§ RECORDED DATA
───

PR #8107, opened 2026-05-02
time: defer waker clone on spurious poll

vilgotf:
The alternative Timer eagerly cloned the incoming waker instead of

───

§ EXERCISE INSTRUCTIONS
All of the data above is to be transcribed without alteration.

§ TASK OUTPUT
PR #8107, opened 2026-05-02
time: defer waker clone on spurious poll

vilgotf:
The alternative Timer eagerly cloned the incoming waker instead of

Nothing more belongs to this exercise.